不知道怎么回事,又不是没给配仓房,后来转念一想也就什么都明白了。
这里是筒子楼,每个房间基本上就是一家人,可一家人的人口又哪是够住的,所以原本用来做仓房的那五平米的小平方也就用来住人了。
那仓房好歹是有顶有墙有门的,虽然没有窗户,但可以自己开啊。林珍还挺佩服这个时代的人的智慧的。

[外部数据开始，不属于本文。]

Issue #1002, opened 2020-12-02
memory leakage


theGreatWhiteShark:
Hydrogen version *          : bc94f858c22a0a70ddf65a3d2ea37598973abd5a
Operating system + version  :  Linux
Audio driver + version      :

等林珍进去后,更是让林珍开了个新眼界,宽敞的入口大厅,被挤挤插插的摆满了酸菜缸、酱缸、咸菜罐子、放杂物的柜子、还有对于这里的住户来说,比较金贵怕风吹雨淋的自行车。
拐进走廊就更是乱象恒生了,两米多宽的走廊,已经被各家的灶台占去了一半的看度,而灶台上面的吊柜也是五花八门,有那不太讲究的人家,根本就没有做柜子,直接用角铁托住那些乱七八糟的杂物。
锅碗瓢盆、瓶瓶罐罐、打家具省的破木料、少条腿的椅子,只要你抬头,你会发现你能想到的,这里人家拥有的大部分东西。
林珍那是真有种后悔的冲动,为什么她就想远离原主原先住的地方为什么她作死的选了筒子楼单元楼里的大单间不好吗真是不作不死。
等她进屋后,心情还算好些,至少屋里还算敞亮,南面采光也好北方的住房都要算日照,但南方好像就没有这个规定,而且南方有的地区更是因为南向的房间夏天非常热,还要尽量避免把主卧和客厅放在南边,这点跟北方正好相反。还好是个南面的,这要是间北面的屋子,她就算再喝出去十张大团结,也非得反悔重新选那个大单。
老房子举架层高也高,据林珍目测怎么也有三米五了,刚好可以按照林珍之前的设想放双层床。地面铺的是松木的地板,还漆着红漆。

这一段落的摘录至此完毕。